Today, christian marriages are folding up. Sadly too, christian homes are breaking apart as many are beginning to see marriage as a contact and not a commitment for life. What is more, gay marriages are also threatening the sanctity of heterosexual union as the basis for the sacrament of holy matrimony. Questions that readily come to mind are: Why are young people afraid of making the life-long commitment to Christian marriage? Why are some Christian marriages hitting the rocks? Why gay unions? The answer is simple - all those who fall under this category have looked back. Two to three decades ago, it was unheard of for a priest or religious to remove the soutane or veil. What do we see today? Erstwhile clerics and religious who were forthright, dogged and holy giving in to dissenting voices and worldly options. Some have left and I am afraid, others may be on the touch line. This sad reality in the country is a red light for the Nigerian-Church to learn from the Church in Ireland.                              

While we pray to the Lord of the harvest to send more labourers into the harvest, it is imperative to commit those who are already in the fold to God's care. The Church may need to revisit admissions into the seminary or houses of formation in the light of how Elijah gradually guided Elisha to detach from his old way of life, habit and background - family, wealth and profession.                                        
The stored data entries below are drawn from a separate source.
PR #191, opened 2017-06-29
Async StatementResultReader

ali-ince:
1. renamed IStatementResultAsync to IStatementResultReader,
2. implemented this new async interface,
3. replaced temporary async implementations in Session & Transaction with it.


zhenlineo:
I am merging this now as it looks very exciting that I might could try to plugin ConnectionPool async too.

While the disciples left everything and followed Jesus, we appear to be leaving Jesus and pursing every other thing. Perhaps we need to be reminded about Jesus' promise to his disciples: “Truly I tell you, there is no one who has left house or brothers or sisters or mother or father or children or fields, for my sake and for the sake of the good news, who will not receive a hundredfold now in this age - houses, brothers and sisters, mothers and children, and fields, with persecutions - and in the age to come eternal life" (Mk.9:29-30).  Little wonder, the word of God in Matthew 6:33 says: "Seek ye first the kingdom of God, and his righteousness; and all these things shall be added unto you."                                
On their part, all those who are engaged in the evangelising mission of the Church ought to daily do an examination of conscience to search their motives for accepting to be in the mission. This would be a way of rekindling the initial motive and zeal thus, fanning it into flames. We ought to make the refrain of the responsorial psalm "You are my inheritance, O Lord" a timeless song on our lips.                                    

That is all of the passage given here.